Large Language Models (LLMs) have shown promise as robotic planners but often struggle with long-horizon and complex tasks, especially in specialized environments requiring external knowledge. While hierarchical planning and Retrieval-Augmented Generation (RAG) address some of these challenges, they remain insufficient on their own and a deeper integration is required for achieving more reliable systems. To this end, we propose a neuro-symbolic approach that enhances LLMs-based planners with Knowledge Graph-based RAG for hierarchical plan generation. This method decomposes complex tasks into manageable subtasks, further expanded into executable atomic action sequences. To ensure formal correctness and proper decomposition, we integrate a Symbolic Validator, which also functions as a failure detector by aligning expected and observed world states.

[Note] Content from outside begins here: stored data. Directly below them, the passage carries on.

PR #162, opened 2020-02-21
Bill.com Parsons Class

ydamit:
All credit goes to my friend Kevin (@dekedor). All blame (including potentially bungling the rebase) belongs with me.

### DIFF
--- a/parsons/bill_com/bill_com.py
+++ b/parsons/bill_com/bill_com.py
@@ -1,0 +1,316 @@
+import requests
+import json
+
+
+class BillCom(object):
+    """
+    `Args:`
+        user_name: str
+            The Bill.com username
+        password: str
+            The Bill.com password
+        org_id: str
+            The Bill.com organization id
+        dev_key: str
+            The Bill.com dev key
+        api_url:
+            The Bill.com end point url
+    """
+
+    def __init__(self, user_name, password, org_id, dev_key, api_url):
+        self.headers = {
+            "Content-Type": "application/x-www-form-urlencoded"
+        }
+        params = {
+            "userName": user_name,
+            "password": password,
+            "orgId": org_id,
+            "devKey": dev_key
+        }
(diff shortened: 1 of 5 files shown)


parsons/bill_com/bill_com.py
```diff
@@ -0,0 +1,316 @@
...
+            **kwargs:
+                Any other fields to pass
+
+        `Returns:`
+            A list of dictionaries of user information for every user from start_user to max_user.
+        """
+        data = {
+           "start": start_user,
+           "max": max_user,
+           **locals()['kwargs']
```
eliotst: You should just be able to write `**kwargs`

parsons/bill_com/bill_com.py
```diff
@@ -0,0 +1,316 @@
...
+        `Args:`
+            start_user: int
+                The index of first user to return. Starts from 0 (not 1).
+            max_user: str
+                The index of the max user to return
+            **kwargs:
+                Any other fields to pass
+
+        `Returns:`
+            A list of dictionaries of user information for every user from start_user to max_user.
```
eliotst: The Parsons convention is to wrap the response in a `Table` object when returning multiple records.

eliotst: This also applies to the other `list_` methods below.

parsons/bill_com/bill_com.py
```diff
@@ -0,0 +1,316 @@
...
+        """
+        if "id" in customer1.keys():
+            if customer1["id"] == customer2["id"]:
+                return True
+        if "id" not in customer1.keys() and customer2['email']:
+            if customer1['email'].lower() == customer2['email'].lower():
+                return True
+        return False
+
+    def create_customer(self, customer_name, customer_email, **kwargs):
```
eliotst: I think it might make sense to call this `get_or_create_customer`.

PR #167, opened 2020-02-26
upgrade to facebook business 6.0.0

bxjw:
The Graph API was using v4.0, which does not work for new Facebook apps


eliotst:
Thanks for this! I just want to do a little manual testing on my end with the new Facebook Business library version to make sure things are backwards compatible with how Parsons uses the library. I will approve the PR if things look good in my testing.

bxjw:
Makes sense! Thanks for being on the ball.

Our evaluation against baseline methods demonstrates the consistent significant advantages of integrating hierarchical planning, symbolic verification, and RAG across tasks of varying complexity and different LLMs. Additionally, our experimental setup and novel metrics not only validate our approach for complex planning but also serve as a tool for assessing LLMs' reasoning and compositional capabilities.

Paper Structure

This paper contains 27 sections, 3 figures, 16 tables.

Figures (3)

  • Figure 1: Overview of HRV: (1) Given a natural language task description, a pre-trained frozen LLM to generate a macro-plan (policy $\varphi$), which is expanded into an AA-block (policy $\pi$). Retrieval-augmented generation (RAG) method retrieves relevant context from the agent knowledge graph (initialized with the environment ontology) to support plan generation, while a Plan Validator detects and triggers the correction of potential errors. (2) Once the plan is finalized, the agent executes the atomic actions (AA) from each AA-block within the environment (see Figure \ref{['fig:robot_point_of_view']}), while recording the execution details in the knowledge graph. (3) After each action, a Symbolic Validator verifies the alignment between the "ideal plan" and the actual environment state, potentially detecting failures. The system then reports the performance of the LLM-based planner using a set of novel metrics.
  • Figure 2: An agent executes an Expanded plan in a kitchen environment following its sequence of atomic actions $aa_j$. For each action, the robot interACTs with the environment and OBSERVEs the resulting state. Visual observations are captured as a scene graph, representing object relative positions and states, while auditory feedback is processed through classification. This multi-modal outcome corresponds to the Agent's action outcome in Fig. \ref{['fig:system_overview']}.
  • Figure 3: The task "Serve wine" is divided into multiple macro actions MAs $(ma^1, \ldots, ma^m)$ such as "Pick up the bottle of wine" and "Pour wine into the cup". Each macro action is decomposed into a AA-block with atomic actions AAs $(aa_1^i, \ldots, aa_{k_i}^i)$ such as navigate_to_obj, pick_up, and pour. The final expanded plan (E-plan) is the concatenating all the AAs from each AA-block.